======== DATASET EXCERPTS

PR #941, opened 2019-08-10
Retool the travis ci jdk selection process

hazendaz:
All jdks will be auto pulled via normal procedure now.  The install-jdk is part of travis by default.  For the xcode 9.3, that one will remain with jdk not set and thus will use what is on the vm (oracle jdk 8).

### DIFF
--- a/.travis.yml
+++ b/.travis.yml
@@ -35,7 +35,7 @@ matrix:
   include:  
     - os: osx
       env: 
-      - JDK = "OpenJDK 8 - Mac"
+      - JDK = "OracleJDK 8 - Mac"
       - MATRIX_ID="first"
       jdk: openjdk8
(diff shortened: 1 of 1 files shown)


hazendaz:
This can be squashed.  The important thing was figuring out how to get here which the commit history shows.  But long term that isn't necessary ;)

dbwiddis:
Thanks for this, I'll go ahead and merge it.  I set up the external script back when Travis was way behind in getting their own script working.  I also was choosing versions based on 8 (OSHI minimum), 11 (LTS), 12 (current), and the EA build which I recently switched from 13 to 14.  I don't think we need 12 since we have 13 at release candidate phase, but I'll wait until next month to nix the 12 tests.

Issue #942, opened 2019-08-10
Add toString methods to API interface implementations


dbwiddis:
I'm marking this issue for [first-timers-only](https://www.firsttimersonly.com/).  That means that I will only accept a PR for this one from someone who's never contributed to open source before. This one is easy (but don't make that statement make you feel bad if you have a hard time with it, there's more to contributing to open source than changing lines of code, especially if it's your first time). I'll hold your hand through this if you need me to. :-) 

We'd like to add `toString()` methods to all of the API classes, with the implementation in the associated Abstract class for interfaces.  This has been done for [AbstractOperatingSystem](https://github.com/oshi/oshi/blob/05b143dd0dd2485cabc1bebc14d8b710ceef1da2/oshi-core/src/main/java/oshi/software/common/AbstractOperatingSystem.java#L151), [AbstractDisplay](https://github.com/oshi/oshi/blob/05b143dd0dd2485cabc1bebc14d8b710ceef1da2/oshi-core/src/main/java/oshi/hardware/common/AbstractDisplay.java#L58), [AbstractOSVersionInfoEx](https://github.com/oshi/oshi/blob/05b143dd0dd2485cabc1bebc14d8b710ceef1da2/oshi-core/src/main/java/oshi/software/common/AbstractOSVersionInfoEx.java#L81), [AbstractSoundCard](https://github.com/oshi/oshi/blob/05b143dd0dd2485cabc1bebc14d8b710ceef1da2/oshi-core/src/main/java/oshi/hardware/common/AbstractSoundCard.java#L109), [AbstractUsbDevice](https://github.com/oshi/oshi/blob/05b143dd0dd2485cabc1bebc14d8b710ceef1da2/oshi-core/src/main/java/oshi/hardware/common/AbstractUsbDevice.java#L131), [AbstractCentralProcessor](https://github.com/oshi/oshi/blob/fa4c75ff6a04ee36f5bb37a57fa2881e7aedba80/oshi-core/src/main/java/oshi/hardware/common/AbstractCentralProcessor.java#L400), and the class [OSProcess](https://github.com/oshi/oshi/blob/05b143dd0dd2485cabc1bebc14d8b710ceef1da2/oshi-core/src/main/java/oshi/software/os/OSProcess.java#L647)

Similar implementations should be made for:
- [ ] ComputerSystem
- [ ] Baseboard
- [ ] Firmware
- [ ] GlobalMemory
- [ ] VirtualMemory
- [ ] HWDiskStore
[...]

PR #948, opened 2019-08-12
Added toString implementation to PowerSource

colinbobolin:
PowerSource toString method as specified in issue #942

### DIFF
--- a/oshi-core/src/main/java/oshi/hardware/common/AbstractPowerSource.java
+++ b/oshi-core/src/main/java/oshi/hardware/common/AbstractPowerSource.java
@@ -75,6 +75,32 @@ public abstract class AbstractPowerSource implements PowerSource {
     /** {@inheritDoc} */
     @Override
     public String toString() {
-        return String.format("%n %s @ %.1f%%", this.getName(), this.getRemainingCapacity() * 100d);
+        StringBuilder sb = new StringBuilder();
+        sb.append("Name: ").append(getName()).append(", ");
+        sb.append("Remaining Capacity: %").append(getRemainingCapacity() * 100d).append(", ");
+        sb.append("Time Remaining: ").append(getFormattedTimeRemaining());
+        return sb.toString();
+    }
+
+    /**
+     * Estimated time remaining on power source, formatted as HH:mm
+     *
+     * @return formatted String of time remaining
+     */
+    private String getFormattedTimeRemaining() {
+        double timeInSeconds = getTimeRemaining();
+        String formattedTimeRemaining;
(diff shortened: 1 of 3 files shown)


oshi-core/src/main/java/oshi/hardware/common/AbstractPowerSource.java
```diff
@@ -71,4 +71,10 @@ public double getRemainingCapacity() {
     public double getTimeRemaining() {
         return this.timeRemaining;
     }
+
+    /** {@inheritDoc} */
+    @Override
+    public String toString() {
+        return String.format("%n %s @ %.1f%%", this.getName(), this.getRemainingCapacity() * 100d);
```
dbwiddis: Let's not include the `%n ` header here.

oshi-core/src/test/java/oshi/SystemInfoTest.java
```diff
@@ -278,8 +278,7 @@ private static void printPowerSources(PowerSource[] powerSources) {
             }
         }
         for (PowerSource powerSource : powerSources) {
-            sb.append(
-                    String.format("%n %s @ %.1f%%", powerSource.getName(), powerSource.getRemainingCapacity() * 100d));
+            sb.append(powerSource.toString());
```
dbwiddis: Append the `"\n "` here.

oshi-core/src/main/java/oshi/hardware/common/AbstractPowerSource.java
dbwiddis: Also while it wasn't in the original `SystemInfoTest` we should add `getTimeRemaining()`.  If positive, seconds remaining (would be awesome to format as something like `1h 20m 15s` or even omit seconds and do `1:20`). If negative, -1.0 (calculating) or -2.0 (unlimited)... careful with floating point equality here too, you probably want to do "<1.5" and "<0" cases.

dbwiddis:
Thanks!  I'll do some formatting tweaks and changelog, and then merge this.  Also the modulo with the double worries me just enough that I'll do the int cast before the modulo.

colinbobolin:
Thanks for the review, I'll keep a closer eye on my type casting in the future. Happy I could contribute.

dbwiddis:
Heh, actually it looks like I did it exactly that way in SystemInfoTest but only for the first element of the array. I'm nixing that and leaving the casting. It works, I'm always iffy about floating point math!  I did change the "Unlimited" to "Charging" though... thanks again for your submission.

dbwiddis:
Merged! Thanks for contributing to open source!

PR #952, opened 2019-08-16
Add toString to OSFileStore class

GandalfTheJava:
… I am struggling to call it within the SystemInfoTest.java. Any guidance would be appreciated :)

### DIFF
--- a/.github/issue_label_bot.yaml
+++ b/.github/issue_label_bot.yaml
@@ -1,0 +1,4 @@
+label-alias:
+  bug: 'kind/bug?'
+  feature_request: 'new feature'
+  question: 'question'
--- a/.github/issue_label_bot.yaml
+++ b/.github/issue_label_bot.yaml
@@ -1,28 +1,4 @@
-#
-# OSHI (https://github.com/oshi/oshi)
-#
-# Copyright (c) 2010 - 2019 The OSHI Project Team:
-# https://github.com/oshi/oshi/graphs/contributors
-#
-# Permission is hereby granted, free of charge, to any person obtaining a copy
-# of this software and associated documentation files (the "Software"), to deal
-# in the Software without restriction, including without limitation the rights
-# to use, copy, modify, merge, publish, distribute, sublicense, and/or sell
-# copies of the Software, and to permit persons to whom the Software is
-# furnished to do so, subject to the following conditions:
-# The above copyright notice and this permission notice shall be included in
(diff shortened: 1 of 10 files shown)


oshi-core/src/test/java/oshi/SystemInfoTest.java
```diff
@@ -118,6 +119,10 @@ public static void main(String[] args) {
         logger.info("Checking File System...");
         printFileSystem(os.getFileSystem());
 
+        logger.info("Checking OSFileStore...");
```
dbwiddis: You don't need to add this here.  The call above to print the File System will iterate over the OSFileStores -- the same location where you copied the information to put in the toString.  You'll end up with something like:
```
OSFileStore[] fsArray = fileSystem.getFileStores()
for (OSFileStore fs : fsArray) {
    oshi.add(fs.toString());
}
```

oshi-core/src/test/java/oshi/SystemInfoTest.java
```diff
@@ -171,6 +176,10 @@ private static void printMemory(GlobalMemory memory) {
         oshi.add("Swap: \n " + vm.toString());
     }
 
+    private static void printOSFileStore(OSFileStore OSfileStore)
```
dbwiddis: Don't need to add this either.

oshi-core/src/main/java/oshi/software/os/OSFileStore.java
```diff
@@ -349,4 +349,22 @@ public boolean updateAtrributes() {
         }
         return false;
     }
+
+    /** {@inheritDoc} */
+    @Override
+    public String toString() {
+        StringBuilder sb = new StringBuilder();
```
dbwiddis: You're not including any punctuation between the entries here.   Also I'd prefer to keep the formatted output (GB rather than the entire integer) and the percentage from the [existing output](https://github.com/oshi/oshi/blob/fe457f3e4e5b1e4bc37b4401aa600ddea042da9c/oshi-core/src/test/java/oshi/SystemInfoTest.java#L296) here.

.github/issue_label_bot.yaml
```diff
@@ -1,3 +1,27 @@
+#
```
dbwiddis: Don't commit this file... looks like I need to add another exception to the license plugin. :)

================

▸ BRIEF
For this exercise, copy each line from the listing above that has the word "keep".

▸ EXERCISE RESULT
Thanks for the review, I'll keep a closer eye on my type casting in the future. Happy I could contribute.
dbwiddis: You're not including any punctuation between the entries here.   Also I'd prefer to keep the formatted output (GB rather than the entire integer) and the percentage from the [existing output](https://github.com/oshi/oshi/blob/fe457f3e4e5b1e4bc37b4401aa600ddea042da9c/oshi-core/src/test/java/oshi/SystemInfoTest.java#L296) here.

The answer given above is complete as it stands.